Tuesday, July 5, 2016

The New Yorker

Pity Elizabeth, the Brexit Queen
By Robin Wright 
In October of 1940, when she was still in curls and called Lilibet within the family, Princess Elizabeth made her first national radio broadcast. It was designed to calm the fears of Britain’s children, as London was being pounded by German bombers for fifty-seven consecutive nights. She was fourteen. “We know, every one of us, that in the end all will be well,” she said, on the BBC’s “Children’s Hour.” Seventy-five years later, amid the increasingly chaotic aftermath of the Brexit vote, Queen Elizabeth II is trying to do it again.
“Retaining the ability to stay calm and collected can at times be hard,” she conceded, at the opening of Scotland’s Parliament, on Saturday. “One hallmark of leadership in such a fast-moving world is allowing sufficient room for quiet thinking and contemplation, which can enable deeper, cooler consideration of how challenges and opportunities can best be addressed.”
For Elizabeth, the Brexit vote marks an almost Shakespearean turn. In the nineteen-twenties, when she was born, the British Empire was the largest in history.
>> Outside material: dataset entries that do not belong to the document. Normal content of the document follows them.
Issue #1134, opened 2023-07-08
Use the constant pool for strings not necessirely as-is in the source (e.g. for CallNode#name)


eregon:
For things like `a.foo(2, 3)` it seems great to use the constant pool.
But I guess it can't for `a.foo = 42` (there is no `foo=` in that source).

If the constant pool wasn't based on offsets in the source it wouldn't be a problem though, so maybe the constant pool should just own the strings it points to, and serialize them as well.
This could also result in a speedup while deserializing, due to all constant pool strings being next to each in memory, vs spread in the source.
And it would help to remove the need to access the source while deserializing (related-ish: #807)

Not a blocker or anything, but it could be a nice optimization for deserialization speed, at the cost of some serialized size though (but removing the need to keep the source as a byte[]/char* around).

enebo:
@eregon I think so but then I think a requirement for us should be that we should not need to hold onto original Ruby source to process serialized code (it is a big memory requirement right now).  That would mean names could be in the serialized node but then it makes more sense to just keep them in a constant pool since many names are repeated in a source file.

eregon:
One thought about this: currently after Loader is done, the constant pool is fully resolved, so we don't need to keep the source around after Loader is done. So the constant pool could be a hybrid of owned strings and (start, length) in source.

kddnewton:
We support this now. We don't support it for `CallNode#name`, but I'm going to close this in favor of #1296, which indicates that.

eregon:
OK, I moved that part of #1296 to #1530

PR #1338, opened 2023-08-27
Rename constant pool fields to name or operator

eregon:
* `constant_id` and `operator_id` are confusing.
* Solves points 3 and 4 of https://github.com/ruby/yarp/issues/1296

### DIFF
--- a/lib/yarp.rb
+++ b/lib/yarp.rb
@@ -462,10 +462,10 @@ module YARP
           # order here so that we can compare properly.
           if params
             sorted = [
-              *params.requireds.grep(RequiredParameterNode).map(&:constant_id),
-              *params.optionals.map(&:constant_id),
+              *params.requireds.grep(RequiredParameterNode).map(&:name),
+              *params.optionals.map(&:name),
               *((params.rest.name ? params.rest.name.to_sym : :*) if params.rest && params.rest.operator != ","),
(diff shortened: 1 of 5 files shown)


lib/yarp.rb
```diff
@@ -462,10 +462,10 @@ def self.yarp_locals(source)
...
             sorted = [
-              *params.requireds.grep(RequiredParameterNode).map(&:constant_id),
-              *params.optionals.map(&:constant_id),
+              *params.requireds.grep(RequiredParameterNode).map(&:name),
+              *params.optionals.map(&:name),
               *((params.rest.name ? params.rest.name.to_sym : :*) if params.rest && params.rest.operator != ","),
-              *params.posts.grep(RequiredParameterNode).map(&:constant_id),
+              *params.posts.grep(RequiredParameterNode).map(&:name),
               *params.keywords.reject(&:value).map { |param| param.name.chomp(":").to_sym },
               *params.keywords.select(&:value).map { |param| param.name.chomp(":").to_sym }
```
eregon, line 470: It'd be consistent if `KeywordParameterNode#name` returns the Symbol without this extra handling, but for that it should probably be added to the constant pool first (and the constant pool needs to support owned strings first, #1134).

kddnewton (approved):
Looks great

PR #1328, opened 2023-08-25
fix: regexes and strings with escaped newline around a heredoc

flavorjones:
For example:

```ruby
<<-A.gsub(/b\
a
A
c/, "")
```

should be parsed as a heredoc containing `"x\n"`, and a regex that is comprised of two string tokens, `"a"` and `"b"`:

```
CallNode(168...193)(
  InterpolatedStringNode(168...172)(
    (168...172),
    [StringNode(182...184)(nil, (182...184), nil, "a\n")],
    (184...186)
  ),
  (172...173),
  (173...177),
  (177...178),
  ArgumentsNode(178...192)(
    [InterpolatedRegularExpressionNode(178...188)(
       (178...179),
       [StringNode(179...182)(nil, (179...182), nil, "b"),
        StringNode(186...187)(nil, (186...187), nil, "c")],
       (187...188),
       0
     ),
     StringNode(190...192)(
       (190...191),
       (191...191),
       (191...192),
       ""
     )]
  ),
  (192...193),
  nil,
  0,
  "gsub"
)]
```

Similarly for the string case:

```ruby
<<-A + "e\
d
A
f"
```

should be parsed as:

```
CallNode(281...298)(
  InterpolatedStringNode(281...285)(
    (281...285),
    [StringNode(292...294)(nil, (292...294), nil, "d\n")],
    (294...296)
  ),
  nil,
  (286...287),
  nil,
  ArgumentsNode(288...298)(
    [InterpolatedStringNode(288...298)(
       (288...289),
       [StringNode(289...292)(nil, (289...292), nil, "e"),
        StringNode(296...297)(nil, (296...297), nil, "f")],
       (297...298)
     )]
  ),
  nil,
  nil,
  0,
  "+"
)]
```

Note that Ripper tokenizes incorrectly, combining the two string parts into a single token, so we skip the ripper tests for this new test file.

Previously these cases were failing the `yp_newline_list_append` assertion. The regexp case was not properly flushing the heredoc, lexing a string token, or jumping to `next_start`. The string case was not properly lexing a string token or flushing the heredoc.

Found via the fuzzer.

PR #1339, opened 2023-08-27
fix %i %I %w %W when spanning a heredoc

flavorjones:
## Problem being fixed

This PR addresses situations where %i, %I, %w, and %W lists span a heredoc by using an escaped newline (similar to the regex scenario from #1328), for example:

```ruby
<<-A, %w[b\
a
A
c]
```

Previously these scenarios all failed an assertion, either during newline tracking or during parsing.

## Reviewers should focus on ...

Please take a look at the %W and %I fix commits, I'm not sure whether that's the best approach.

## Ripper compatibility

Note that Ripper cannot successfully parse the %w, %W, or %i scenarios. I'll file a bug report upstream for that tomorrow.

Note that Ripper also mishandles some of these scenarios (see comments in "test/yarp/fixtures/spanning_heredoc.txt").

## Ruby compatibility

Please note that the behavior of %W and %I in this PR doesn't perfectly match Ruby. I can try to fix this in a future PR, but in the meantime didn't want to block this work on it, since it's an improvement over current behavior.

Ruby will run this script:

    pp <<-A, %W[l\
    k
    A
    l]

and output

    ["l\n" + "l"]

Note the newline; this string is "l\nl". YARP tokenizes correctly:

    [PERCENT_UPPER_W(697...700)("%W["), 1025],
    [STRING_CONTENT(700...703)("l\\\n"), 1025],
    [STRING_CONTENT(707...708)("l"), 1025],
    [STRING_END(708...709)("]"), 2],

however YARP's AST is missing this newline:

    ArrayNode(697...709)(
      [InterpolatedStringNode(700...708)(
         nil,
         [StringNode(700...703)(nil, (700...703), nil, "l"), StringNode(707...708)(nil, (707...708), nil, "l")],
         nil
       )],
      (697...700),
      (708...709)
    )


kddnewton:
This looks absolutely correct, and pretty much exactly how I would have tried to solve this, but better. :)

kddnewton (approved):

PR #1347, opened 2023-08-28
[rust] add `ConstantId` wrapper for `yp_constant_id_t`

froydnj:
The ultimate goal of this PR is to add something like the proposed `ConstantId::as_slice`.

The design proposed here threads `yp_parser_t` into the various Rust structures.  This is necessary because `ConstantId` needs access to the associated parser it was created from so it can index into the parser's constant pool.

I can imagine an alternate world where one provides `yarp::Parser` (or similar) to `ConstantId::as_slice` instead, and any other place that requires some global state from `yp_parser_t`.  (If you squint, this is the same sort of idea that `ParseResult::as_slice` implements, except the latter function does it backwards and is probably redundant with `Location::as_slice`.)  I think the design adopted in this PR is the better one, because it gives stronger guarantees about tying the parser and the constant ID together, ultimately making things easier to use and requiring less checking in the implementation.

I think it's possible that the `PhantomData` on `ConstantId` is acceptable to the compiler, but ultimately somewhat superfluous, and would welcome better ideas from somebody who knows more about Rust FFI than I do.

### DIFF
--- a/rust/yarp/build.rs
+++ b/rust/yarp/build.rs
@@ -556,6 +556,16 @@ impl<'pr> ConstantId<'pr> {{
     fn new(parser: NonNull<yp_parser_t>, id: yp_constant_id_t) -> Self {{
         ConstantId {{ parser, id, marker: PhantomData }}
     }}
+
+    /// Returns a byte slice for the constant ID.
+    #[must_use]
+    pub fn as_slice(&self) -> &'pr [u8] {{
+        unsafe {{
+            let pool = &(*self.parser.as_ptr()).constant_pool;
+            let constant = &(*pool.constants.offset(isize::try_from(self.id).expect("id should be in range")));
+            std::slice::from_raw_parts(constant.start.cast::<u8>(), constant.length)
+        }}
+    }}
 }}
 
 impl std::fmt::Debug for ConstantId<'_> {{
--- a/rust/yarp/build.rs
+++ b/rust/yarp/build.rs
@@ -547,13 +547,14 @@ impl std::fmt::Debug for NodeList<'_> {{
 
 /// A handle for a constant ID.
 pub struct ConstantId<'pr> {{
+    parser: NonNull<yp_parser_t>,
     id: yp_constant_id_t,
     marker: PhantomData<&'pr mut yp_constant_id_t>
 }}
 
 impl<'pr> ConstantId<'pr> {{
-    fn new(id: yp_constant_id_t) -> Self {{
-        ConstantId {{ id: id, marker: PhantomData }}
+    fn new(parser: NonNull<yp_parser_t>, id: yp_constant_id_t) -> Self {{
+        ConstantId {{ parser, id, marker: PhantomData }}
     }}
 }}
 
@@ -565,6 +566,7 @@ impl std::fmt::Debug for ConstantId<'_> {{
 
 /// An iterator over the constants in a list.
 pub struct ConstantListIter<'pr> {{
+    parser: NonNull<yp_parser_t>,
     pointer: NonNull<yp_constant_id_list_t>,
     index: usize,
     marker: PhantomData<&'pr mut yp_constant_id_list_t>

It covered almost a quarter of the earth’s land mass; it held sway over more than four hundred and fifty million people, about a fifth of the world’s population. It was “the empire on which the sun never set.” In the past year, her reign, now the longest in British history, has twice been fêted with imperial pomp and horsey parades—last fall, for setting the longevity record, and, this spring, as she reached the age of ninety. Even Washington celebrated. At the British Embassy, Supreme Court Justice Stephen Breyer last month led the toasts at a lawn party honoring the Queen’s birthday. Big names from the White House and Congress also attended.

But Elizabeth’s lifetime has also seen the dismantling of her kingdom’s vast empire in Asia, Africa, the Middle East, and the Americas. Most of its former colonies, territories, and protectorates now govern themselves. The Brexit vote may now mean the demise of Great Britain, too.